Over the years, "supply side" would evolve into a secular religion for many on the Right, but Reagan's budget director David Stockman once blurted out the truth, that it would lead to red ink "as far as the eye could see."

While conceding that some of Reagan's economic plans did not work out as intended, his defenders--including many mainstream journalists--still argue that Reagan should be hailed as a great President because he "won the Cold War," a short-hand phrase that they like to attach to his historical biography.

However, a strong case can be made that the Cold War was won well before Reagan arrived in the White House. Indeed, in the 1970s, it was a common perception in the U.S. intelligence community that the Cold War between the United States and the Soviet Union was winding down, in large part because the Soviet economic model had failed in the technological race with the West.

That was the view of many Kremlinologists in the CIA's analytical division. Also, I was told by a senior CIA's operations official that some of the CIA's best spies inside the Soviet hierarchy supported the view that the Soviet Union was headed toward collapse, not surging toward world supremacy, as Reagan and his foreign policy team insisted in the early 1980s.

The CIA analysis was the basis for the détente that was launched by Nixon and Ford, essentially seeking a negotiated solution to the most dangerous remaining aspects of the Cold War.

The Afghan Debacle

In that view, Soviet military operations, including sending troops into Afghanistan in 1979, were mostly defensive in nature. In Afghanistan, the Soviets hoped to prop up a pro-communist government that was seeking to modernize the country but was beset by opposition from Islamic fundamentalists who were getting covert support from the U.S. government.

Though the Afghan covert operation originated with Cold Warriors in the Carter administration, especially national security adviser Zbigniew Brzezinski, the war was dramatically ramped up under Reagan, who traded U.S. acquiescence toward Pakistan's nuclear bomb for its help in shipping sophisticated weapons to the Afghan jihadists (including a young Saudi named Osama bin Laden).

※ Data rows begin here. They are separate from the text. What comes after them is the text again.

PR #1211, opened 2022-12-23
fix incorrect coordinate system of glTF exports

uki-dev:
correctly exports glTF in right-handed +Y up coordinate space as defined in the [glTF specification](https://registry.khronos.org/glTF/specs/2.0/glTF-2.0.html#coordinate-system-and-units)

before:
before

after:
after

### DIFF
--- a/cadquery/occ_impl/assembly.py
+++ b/cadquery/occ_impl/assembly.py
@@ -83,6 +83,10 @@ class AssemblyProtocol(Protocol):
     def loc(self) -> Location:
         ...
 
+    @loc.setter
+    def loc(self, value: Location) -> None:
+        ...
+
     @property
     def name(self) -> str:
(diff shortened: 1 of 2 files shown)


uki-dev:
`AssemblyProtocol.loc` is seemingly read-only , are there any other recommendations on how i could address this ?

adam-urbanczyk (approved):

jmwright (approved):
Thanks for the contribution @uki-dev !

lorenzncode (approved):
I tested the change - importing to Blender, CAD Assistant, Mayo, and PlayCanvas.  

All displayed the model in the desired orientation by default except for Mayo.  For Mayo, the GLTF Import option "System Coordinates Converter" can be changed from the default of "Undefined".

PR #1217, opened 2023-01-05
Fix VTK HTML template text-align value

sethfischer:
Remove "s" character causing invalid `text-align` value.


jmwright (approved):
Thanks @sethfischer !

adam-urbanczyk (approved):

While Reagan's acolytes cite the Soviet defeat in Afghanistan as decisive in "winning the Cold War," the counter-argument is that Moscow was already in disarray--and while failure in Afghanistan may have sped the Soviet Union's final collapse--it also created twin dangers for the future of the world: the rise of al-Qaeda terrorism and the nuclear bomb in the hands of Pakistan's unstable Islamic Republic.

Trade-offs elsewhere in the world also damaged long-term U.S. interests. In Latin America, for instance, Reagan's brutal strategy of arming right-wing militaries to crush peasant, student and labor uprisings left the region with a legacy of anti-Americanism that is now resurfacing in the emergence of populist leftist governments.

In Nicaragua, for instance, Sandinista leader Daniel Ortega (whom Reagan once denounced as a "dictator in designer glasses") is now back in power. In El Salvador, the leftist FMLN won the latest elections. Indeed, across the region, hostility to Washington is now the rule, creating openings for China, Iran, Cuba and other American rivals.

In the early 1980s, Reagan also credentialed a young generation of neocon intellectuals, who pioneered a concept called "perception management," the shaping of how Americans saw, understood and were frightened by threats from abroad.

Many honest reporters saw their careers damaged when they resisted the lies and distortions of the Reagan administration. Likewise, U.S. intelligence analysts were purged when they refused to bend to the propaganda demands from above.

To marginalize dissent, Reagan and his subordinates stoked anger toward anyone who challenged the era's feel-good optimism. Skeptics were not just honorable critics, they were un-American defeatists or--in Jeane Kirkpatrick's memorable attack line--they would "blame America first."

Under Reagan, a right-wing infrastructure also took shape, linking media outlets (magazines, newspapers, books, etc.) with well-financed think tanks that churned out endless op-eds and research papers. Plus, there were attack groups that went after mainstream journalists who dared to disclose information that poked holes in Reagan's propaganda themes.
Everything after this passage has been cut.